University College London Genetics Institute, University College London, London WC1E 6BT, UK.
Am J Hum Genet. 2012 Dec 7;91(6):1011-21. doi: 10.1016/j.ajhg.2012.10.010.
Estimation of narrow-sense heritability, h(2), from genome-wide SNPs genotyped in unrelated individuals has recently attracted interest and offers several advantages over traditional pedigree-based methods. With the use of this approach, it has been estimated that over half the heritability of human height can be attributed to the ~300,000 SNPs on a genome-wide genotyping array. In comparison, only 5%-10% can be explained by SNPs reaching genome-wide significance. We investigated via simulation the validity of several key assumptions underpinning the mixed-model analysis used in SNP-based h(2) estimation. Although we found that the method is reasonably robust to violations of four key assumptions, it can be highly sensitive to uneven linkage disequilibrium (LD) between SNPs: contributions to h(2) are overestimated from causal variants in regions of high LD and are underestimated in regions of low LD. The overall direction of the bias can be up or down depending on the genetic architecture of the trait, but it can be substantial in realistic scenarios. We propose a modified kinship matrix in which SNPs are weighted according to local LD. We show that this correction greatly reduces the bias and increases the precision of h(2) estimates. We demonstrate the impact of our method on the first seven diseases studied by the Wellcome Trust Case Control Consortium. Our LD adjustment revises downward the h(2) estimate for immune-related diseases, as expected because of high LD in the major-histocompatibility region, but increases it for some nonimmune diseases. To calculate our revised kinship matrix, we developed LDAK, software for computing LD-adjusted kinships.
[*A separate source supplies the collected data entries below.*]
PR #6262, opened 2020-10-30
aws - service catalog cross-account bug fix

PratMis:
This PR address a bug that we encountered as we started writing policies using `whitelist_from` parameter. The variable names got a bit messed up in the function which lead to returning false positives.

I'll make sure this doesn't happen again. Sorry :(


kapilt (approved):
lgtm, thanks

PratMis:
Thanks @kapilt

最近,从无亲缘关系个体中基因分型的全基因组 SNPs 估计狭义遗传率(h(2))引起了人们的兴趣,并且与传统的基于家系的方法相比具有多项优势。使用这种方法,已经估计出人类身高的遗传率超过一半可以归因于全基因组基因分型阵列上的约 30 万个 SNP。相比之下,只有 5%-10%可以用达到全基因组显著性的 SNP 来解释。我们通过模拟研究了 SNP 基础 h(2)估计中混合模型分析所依据的几个关键假设的有效性。尽管我们发现该方法对四个关键假设的违反具有相当的稳健性,但它对 SNP 之间不均匀的连锁不平衡(LD)非常敏感:在 LD 较高的区域中因果变异的 h(2)贡献被高估,而在 LD 较低的区域中被低估。偏倚的总体方向取决于性状的遗传结构,可以是向上或向下,但在现实情况下可能很大。我们提出了一种修改后的亲缘关系矩阵,其中 SNP 根据局部 LD 进行加权。我们表明,这种校正极大地减少了 h(2)估计的偏差并提高了精度。我们展示了我们的方法对 Wellcome Trust 病例对照联盟研究的前七种疾病的影响。我们的 LD 调整向下修正了与免疫相关的疾病的 h(2)估计值,这是由于主要组织相容性区域中的高 LD 所致,正如预期的那样,但增加了一些非免疫疾病的 h(2)估计值。为了计算我们的修正亲缘关系矩阵,我们开发了 LDAK,这是用于计算 LD 调整亲缘关系的软件。